Long story short: No, fortunately, Cicero is not a mischievous and treacherous machine that manipulates its poor human adversaries to lead them to their inevitable downfall. Actually, it is even impressively honest and makes for a pretty reliable ally. Its success comes from its incredibly strong tactical skills (in a similar fashion to other AIs in 2 players games such as chess, go, starcraft etc), while it is just ‘good enough’ in the social aspect of the game so as not to suffer too much from its limited communication abilities. Yet, the way it successfully imitates the communication style of strong human players and cooperates with them opens up promising paths for the use of AI in bespoke multiplayer wargames. In particular, its use of implicit signaling is extremely impressive and might constitute the main takeaway from Cicero’s experiment from a strategic point of view.
Diplomacy and the Cicero experiment
To start off, what is Diplomacy, and what is Cicero?
Famous for how effective it is at breaking friendships, Diplomacy is a commercial wargame published by Allan B. Calhamer in 1959 revolving around the notion of balance of power. Seven players compete and cooperate to reach hegemony on the continent or, at least, to achieve survival. Each turn is simultaneous and players need to coordinate their actions to progress at all. This, combined with the quick creation of a check and balance system in a ‘winner takes all’ setting, makes good and active diplomacy paramount in order to achieve success, hence the name of the game.

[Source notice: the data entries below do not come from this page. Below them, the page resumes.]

PR #966, opened 2023-05-27
Resolves: display-dependency-managment only shows updates from the most major allowed segment

ajarmoniuk:
Changed the way display-dependency-updates checks for updates. It turns out that other plugins did not use the same method, so they are safe. plugin- and parent-updates don't even offer these "allow-" parameters.

DisplayDependencyUpdates used the same routine that dependency reports did, but that routine only selected updates within a given segment -- that's why I've split the functions in the API between `restrictionForUnchangedSegment`, `restrictionForSelectedSegment`, and `restrictionForIgnoreScope`. Perhaps there's a way to unite those, but that's for a future release.

Also, I've discovered another bug, but with a less significance because it only affects version ranges.

If an artifact is defined using two or more ranges, and the selected version falls in the first range, the versions in between the ranges will never get selected.

```
[, 1.0.0]   v1=1.1.0   v2=1.1.1   v3=1.9.0  (2.0.0, 10.0.0)
```

from the above, v1, v2, v3 will never get shown as possible updates.

That is fixed for display-dependency-updates. Not sure about the other mojo's as they use different ways of retrieving updates.

Overall it's a big mess and badly needs rearchitecting -- but that's not something for this while.


ajarmoniuk:
also updated the copyright in modified files

slawekjaranowski:
> also updated the copyright in modified files

We should not change license header in existing files ... theoretically we should dig in history and confirm with authors of each file

ajarmoniuk:
> > also updated the copyright in modified files
> 
> We should not change license header in existing files ... theoretically we should dig in history and confirm with authors of each file

Reverted those

PR #974, opened 2023-06-09
Resolves #973: NPE if actual version is null for a dependency

### LINKED ISSUE #973: org.codehaus.mojo:versions-maven-plugin:2.16.0:display-dependency-updates failed: Cannot invoke "Object.toString()" because "otherVersion" is null
The project for which the plugin was called: https://github.com/publicLibs/RollingMavenHeader/commit/0a93dbce4c6657f816362971654d862d9798d510

command
```sh
mvn versions:display-dependency-updates -X > FULL_ERROR_X.txt
```
[FULL_ERROR_X.txt](https://github.com/mojohaus/versions/files/11699378/FULL_ERROR_X.txt)

ajarmoniuk:
In case a dependency version is specified in dependencyManagement, a dependency can be versionless.

Dependency updates goals would then attempt to find an updated version to a versionless dependency, which would fail with an NPE or, if that is prevented, an attempt would have been made to find an update to version specified as [,0], which would be any version.

Preventing both issues.

### DIFF
--- a/versions-maven-plugin/src/it/it-display-dependency-updates-issue-973-versionless/pom.xml
+++ b/versions-maven-plugin/src/it/it-display-dependency-updates-issue-973-versionless/pom.xml
@@ -7,6 +7,12 @@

The map at the start of the game
Cicero is an AI designed by Meta Fundamental AI Research Diplomacy Team to play this game. In December 2022, they published a paper presenting their experiment and findings: across 40 games of an anonymous online Diplomacy league (the BlitzCon Diplomacy Tournament), Cicero achieved more than double the average score of the human players and ranked in the top 10% of participants.1
A silicon mastermind with a silver tongue?
Is it time to replace our ambassadors with machines then?

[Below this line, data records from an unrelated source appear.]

PR #994, opened 2023-07-29
Resolves #990: Check prerequisites if required enforcer Maven version is empty

### LINKED ISSUE #990: Bug: prerequisites are not detected
When doing `versions:display-plugin-updates` on this module https://github.com/maveniverse/mima/tree/75a06a1132103506614b33a2cba2229923e86260/demo/library-maven-plugin

I get this message:
```
[INFO] --------< eu.maveniverse.maven.mima.demo:library-maven-plugin >---------
[INFO] Building eu.maveniverse.maven.mima.demo:library-maven-plugin 1.0.0-SNAPSHOT [5/5]
[INFO]   from library-maven-plugin/pom.xml
[INFO] ----------------------------[ maven-plugin ]----------------------------
[INFO] 
[INFO] --- versions:2.16.0:display-plugin-updates (default-cli) @ library-maven-plugin ---
[INFO] 
[INFO] 
[INFO] 
[WARNING] Project does not define minimum Maven version required for build, default is: 3.2.5
[INFO] Plugins require minimum Maven version of: 3.2.5
[INFO] 
[WARNING] Project (which is a Maven plugin) does not define required minimum version of Maven.
[WARNING] Update the pom.xml to contain
[WARNING]     <prerequisites>
[WARNING]       <maven><!-- minimum version of Maven that the plugin works with --></maven>
[WARNING]     </prerequisites>
[WARNING] To build this plugin you need at least Maven 3.2.5
[WARNING] A Maven Enforcer rule can be used to enforce this if you have not already set one up
[WARNING] See https://maven.apache.org/enforcer/enforcer-rules/requireMavenVersion.html
```

But https://github.com/maveniverse/mima/blob/75a06a1132103506614b33a2cba2229923e86260/demo/library-maven-plugin/pom.xml#L46-L48

While true, I have no enforcer to enforce build time Maven version.

Still, why does plugin claim I have no prerequisites, while I do?

ajarmoniuk:
Check prerequisites if enforcer check for Maven version is not present.

~~Prerequisites are checked after enforcer -- disputable, but at least this keeps the behavior backwards compatible.~~

The plugin will choose the version which is the highest between: default maven version, prerequisites, enforcer.

@slawekjaranowski please check

### DIFF
--- a/versions-maven-plugin/src/main/java/org/codehaus/mojo/versions/MinimalMavenBuildVersionFinder.java
+++ b/versions-maven-plugin/src/main/java/org/codehaus/mojo/versions/MinimalMavenBuildVersionFinder.java
@@ -1,15 +1,21 @@
 package org.codehaus.mojo.versions;
 
 import java.util.ArrayList;
+import java.util.Arrays;
 import java.util.List;
+import java.util.Objects;
+import java.util.Optional;
 
 import org.apache.maven.artifact.versioning.ArtifactVersion;
 import org.apache.maven.model.Plugin;
 import org.apache.maven.model.PluginExecution;
+import org.apache.maven.model.Prerequisites;
 import org.apache.maven.plugin.logging.Log;
 import org.apache.maven.project.MavenProject;
 import org.codehaus.mojo.versions.utils.DefaultArtifactVersionCache;
 import org.codehaus.plexus.util.xml.Xpp3Dom;
+
+import static java.util.Optional.ofNullable;
 
 /**
  * Finds the minimal Maven version required to build a Maven project.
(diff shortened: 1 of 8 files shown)


ajarmoniuk:
Actually, I think it should take the greater of the two. I'll redo the PR.

Also, I don't really think that they're should be a default maven version. Currently it's 3.2.5, which is the minimum version required by the versions plugin, but the POM being analysed is executed without the versions plugin being involved and thus it's minimum version shouldn't be taken into account.

versions-maven-plugin/src/main/java/org/codehaus/mojo/versions/MinimalMavenBuildVersionFinder.java
```diff
@@ -1,16 +1,18 @@
 package org.codehaus.mojo.versions;
 
-import java.util.ArrayList;
-import java.util.List;
+import java.util.*;
```
slawekjaranowski, line 3: 😄

ajarmoniuk: That' spotless apply :)

ajarmoniuk: Corrected.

Maybe not just yet. Indeed, it is not through genius mind games and soft talks that Cicero achieved these results, but rather thanks to a very pragmatic, emotionless playstyle.
To understand it better, let us dive into what makes a good Diplomacy player. The consensus is that to achieve success, one needs to be good in the three following areas:
Tactics - The ability to outplay, outmaneuver, and outguess opponents in direct confrontations. It also includes seizing and anticipating future opportunities in order to gain an advantage on the board.
Strategy - The ability to come up with a coherent winning plan. This means understanding which area of the board to focus on, which alliance should be built or broken, and when to break the status quo to strike with a winning push.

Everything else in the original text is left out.